Poor Misty isn't due till April 15th..............bag isn't quite there yet but she is low with sunken sides........keeping an eye on her........she is 307 days today and always foals very near her due date. I feel bad for her.........she's a trooper. By the way she is 38" so that gives you an idea how big her belly is.


----------



## Little Wolf Ranch (Mar 18, 2010)

HOLY COW!

For being 38" tall she is HUGE!


----------



## Miniv (Mar 18, 2010)

:shocked


----------



## Reble (Mar 18, 2010)

Misty sure is as *Big as a House *


----------



## lilmiraclesfarm (Mar 18, 2010)

Wow!
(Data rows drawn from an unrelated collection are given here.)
Issue #338, opened 2026-04-24
[gardener/classifiers] raise DIFF_CAP and filter noise — 20KB is 6% of Haiku's window


serenakeyitan:
## Problem

Both classifiers (`anthropic.ts:40`, `claude-cli.ts:36`) cap diff input at 20,000 bytes with no content awareness. Two issues compound:

1. **20KB is far too small.** The default model is `claude-haiku-4-5` (200K context window). Current total prompt is ~55KB (~13K tokens) — only 6% of available context. The cap truncates real PRs at 300-400 lines of code. A typical feature PR is 800-1500 lines; a refactor or migration is multiples of that.

2. **Lockfile noise eats the budget.** A PR that regenerates `pnpm-lock.yaml` blows through 20KB of lock diff before a single line of real code reaches the classifier. `tree sync` already solved this (`sync.ts:665` `formatPrDiffForPrompt`) by filtering noise first, then truncating.

### 1. Raise caps

| Constant | Current | New | Share of 200K window |
|---|---|---|---|
| `DIFF_CAP` (both classifiers) | 20,000 | **200,000** | ~25% |
| `DIGEST_BUDGET_BYTES` (`tree-digest.ts:25`) | 30,000 | **100,000** | ~12% |
| Combined with system + metadata | ~55KB | ~310KB | ~38% of Haiku's 200K |

Leaves ~60% of window for prompt-caching overhead, tokenizer variance on mixed Chinese/code content, and Anthropic's soft ~180-190K prompt-length threshold. Works for Sonnet/Opus upgrades without re-tuning.

### 2. Filter noise before truncating

Drop from both classifiers' diff input:

- `*.lock`, `package-lock.json`, `pnpm-lock.yaml`, `yarn.lock`, `Cargo.lock`, `poetry.lock`, `Gemfile.lock`
- `*.min.js`, `*.min.css`, `*.map`
- `dist/`, `build/`, `node_modules/`, `coverage/`, `__pycache__/`, `out/`

Regex list already exists in `sync.ts:626-630`. Extract to shared `engine/classifiers/diff-filter.ts` so sync and both classifiers share one source of truth.

### 3. Single default — no flag

One set of numbers for all scenarios (daemon sweeps, CI, manual invocations). Keeping it simple; we can add an override later only if a real workload demands it.

## Cost implication

[...]

PR #339, opened 2026-04-24
fix(gardener/classifiers): raise DIFF_CAP and filter noise

serenakeyitan:
## Summary

- Raise `DIFF_CAP` from 20KB → 200KB in both `anthropic.ts` and `claude-cli.ts` — 20KB is ~6% of Haiku 4.5's 200K window and truncates typical feature PRs at ~300-400 lines.
- Raise `DIGEST_BUDGET_BYTES` from 30KB → 100KB in `tree-digest.ts`.
- Extract `DIFF_NOISE_PATTERNS` from `sync.ts` into a new shared `engine/classifiers/diff-filter.ts`. Both classifiers now strip lockfiles, `dist/build/out/coverage/node_modules/__pycache__` hunks, and minified/map/snap artifacts BEFORE applying the byte cap, so the cap bounds real code instead of noise.
- Skip the entire `## Diff` section when filtering leaves nothing (e.g. lockfile-only PRs now get a clean prompt instead of an empty code fence).

Total prompt input rises from ~55KB to ~310KB (~38% of Haiku's 200K window), leaving headroom for prompt-caching stability, tokenizer variance on mixed Chinese/code content, and Anthropic's soft ~180-190K prompt-length threshold.

Refs #338.

## Test plan

- [x] `pnpm typecheck` clean
- [x] `pnpm test` — 1203 passed, 0 failed, 51 skipped (no regressions)
- [x] New `tests/gardener/gardener-diff-filter.test.ts` — 11 cases covering lockfile drop, dist/ drop, minified artifacts, all-noise PRs (empty output), fail-open on malformed hunks, and real-code-only preservation
- [ ] Manual: run `first-tree gardener comment --pr N --repo o/r` on a lockfile-heavy PR locally and confirm the verdict is grounded in real code, not lock diff


yuezengwu (approved):
Reviewed the diff and ran the new tests locally (11/11 passing, typecheck clean). The fix is well-scoped: filtering noise **before** the byte cap is the right ordering, the ~38% of Haiku's 200K window for total prompt input leaves sane headroom for prompt-caching + tokenizer variance, and the new `filterDiffNoise` tests cover the important shapes (lockfiles, dist hunks, all-noise → empty, fail-open on malformed headers, real-code preservation). Guarding the `## Diff` section so an all-noise PR gets no empty code fence is a nice touch.

One thing that does not match the PR description, worth a small follow-up:

- The description says **"Extract `DIFF_NOISE_PATTERNS` from `sync.ts` into a new shared `engine/classifiers/diff-filter.ts`"**, but `src/products/gardener/engine/sync.ts` (lines 678–686) still defines its own private `DIFF_NOISE_PATTERNS` and `isDiffNoise`. The two lists are currently identical, but there are now two sources of truth to keep in sync. `formatPrDiffForPrompt` operates on `PrFileChange[]` (file-level) while the new helper operates on raw unified-diff text, so they can't share the whole function — but `sync.ts` could still `import { DIFF_NOISE_PATTERNS, isDiffNoise } from "./classifiers/diff-filter.js"` and drop its local copy. Not a blocker, but worth closing the loop so the next pattern tweak doesn't have to be made in two files.

Minor/optional observations:

- The `b/(.+)$` header regex will misbehave on filenames containing ` b/` (e.g. a path like `foo b/bar.ts`). Extremely unlikely in real repos; fail-open means the worst case is "noise slips through," so not worth fixing unless you want belt-and-suspenders.
- The split on `/(?=^diff --git )/m` assumes that literal string never appears at the start of a line inside a patch body. Fine for `gh pr diff` output in practice; just noting for anyone who runs into a diff-of-a-diff edge case later.

Approving — the duplication note is the only thing I'd actually want addressed, and a follow-up PR is fine if you prefer to keep this one tight.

I'd say she fits the term perfectly.


----------



## Mominis (Mar 18, 2010)

Aww...poor girl! She looks like she needs a sling to help carry that baby!


----------



## luv2ridesaddleseat (Mar 18, 2010)

Unreal!!!!


----------



## AppyLover2 (Mar 18, 2010)

That poor baby. Maybe you could get a skate board and strap it under her belly to make it easier to move all that tummy.


----------



## Tiny Hooves (Mar 18, 2010)

She sure is BIG!!!!


----------



## minie812 (Mar 18, 2010)

Holy Cow



really no pun intended, really...


----------



## drk (Mar 18, 2010)

WOW I'll bet she'll be happy when that baby is out



:shocked


----------



## Shortpig (Mar 19, 2010)

We had Dairy Cattle that weren't that huge! That foal is going to come out growed up and ready for the show ring.


----------



## StarRidgeAcres (Mar 19, 2010)

Good Lord!











Is she bred to a Belgian???


----------



## drk (Mar 19, 2010)

Sure is good she has hair... Can't imagine the serious STRETCH MARKS this pregnancy has caused...LOL

No bikini for her this summer


----------



## Hill Haven Farms (Mar 19, 2010)

My mare Jules can empathize with your mare too! Sorry the quality kinda stinks...i took it with my palm pre... She is gonna pop!


----------



## Firefall (Mar 19, 2010)

The sire to this foal is 37". She had a colt from the same breeding last year maybe its another colt with long legs? LOL

Hill Haven she looks quite big too...how much longer does she have?


----------



## Hill Haven Farms (Mar 19, 2010)

She is at 325 days..She went ~ 340 last year...so a lil' bit unless she goes before then.


----------



## ~Amanda~ (Mar 20, 2010)

Wow! She's gianormous!



Poor girl! I bet she'll be glad to have that baby!


----------